PR #222, opened 2018-10-05
Public resources

dvoet:
Ticket: https://broadinstitute.atlassian.net/browse/GAWB-3796
This PR introduces a flag on a policy that declares it public. When public is set to true all users may perform the roles/actions listed by the policy. This means that list resources, list actions, has permission all recognize public policies. Further, when a public policy is synched to google the all users group is place in the google group.

Security: There is a new resource type: resource_type_admin. When sam starts it automatically creates a resource of type resource_type_admin for every other resource type. This controls at the type level who can set resources to public. For example, we want only comms to be able to make workspaces public but we probably want anybody to be able to make methods public.

In order to make a policy public, a user must have either the set_public or set_public::[policy_name] action on the resource_type_admin resource for the given type *and* have either alter_policies or share::[policy_name] on the give resource.

---

**PR checklist**

### DIFF
--- a/src/main/scala/org/broadinstitute/dsde/workbench/sam/api/ResourceRoutes.scala
+++ b/src/main/scala/org/broadinstitute/dsde/workbench/sam/api/ResourceRoutes.scala
@@ -142,14 +142,14 @@ trait ResourceRoutes extends UserInfoDirectives with SecurityDirectives with Sam
                     } ~
                     pathPrefix("public") {
                       pathEndOrSingleSlash {
-                        requireOneOfAction(resource, Set(SamResourceActions.readPolicies, SamResourceActions.readPolicy(resourceAndPolicyName.accessPolicyName)), userInfo.userId) {
-                          get {
+                        get {
+                          requireOneOfAction(resource, Set(SamResourceActions.readPolicies, SamResourceActions.readPolicy(resourceAndPolicyName.accessPolicyName)), userInfo.userId) {
                             complete(resourceService.isPublic(resourceAndPolicyName))
                           }
                         } ~
-                        requireOneOfAction(resource, Set(SamResourceActions.alterPolicies, SamResourceActions.sharePolicy(resourceAndPolicyName.accessPolicyName)), userInfo.userId) {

◇ ◇ ◇

> ACTIVITY: Lines in scope run from the one holding "This PR introduces" to the last line of the material above; transcribe them exactly and omit the rest.

> OUTPUT FOR THIS TASK:
This PR introduces a flag on a policy that declares it public. When public is set to true all users may perform the roles/actions listed by the policy. This means that list resources, list actions, has permission all recognize public policies. Further, when a public policy is synched to google the all users group is place in the google group.

Security: There is a new resource type: resource_type_admin. When sam starts it automatically creates a resource of type resource_type_admin for every other resource type. This controls at the type level who can set resources to public. For example, we want only comms to be able to make workspaces public but we probably want anybody to be able to make methods public.

In order to make a policy public, a user must have either the set_public or set_public::[policy_name] action on the resource_type_admin resource for the given type *and* have either alter_policies or share::[policy_name] on the give resource.

---

**PR checklist**

### DIFF
--- a/src/main/scala/org/broadinstitute/dsde/workbench/sam/api/ResourceRoutes.scala
+++ b/src/main/scala/org/broadinstitute/dsde/workbench/sam/api/ResourceRoutes.scala
@@ -142,14 +142,14 @@ trait ResourceRoutes extends UserInfoDirectives with SecurityDirectives with Sam
                     } ~
                     pathPrefix("public") {
                       pathEndOrSingleSlash {
-                        requireOneOfAction(resource, Set(SamResourceActions.readPolicies, SamResourceActions.readPolicy(resourceAndPolicyName.accessPolicyName)), userInfo.userId) {
-                          get {
+                        get {
+                          requireOneOfAction(resource, Set(SamResourceActions.readPolicies, SamResourceActions.readPolicy(resourceAndPolicyName.accessPolicyName)), userInfo.userId) {
                             complete(resourceService.isPublic(resourceAndPolicyName))
                           }
                         } ~
-                        requireOneOfAction(resource, Set(SamResourceActions.alterPolicies, SamResourceActions.sharePolicy(resourceAndPolicyName.accessPolicyName)), userInfo.userId) {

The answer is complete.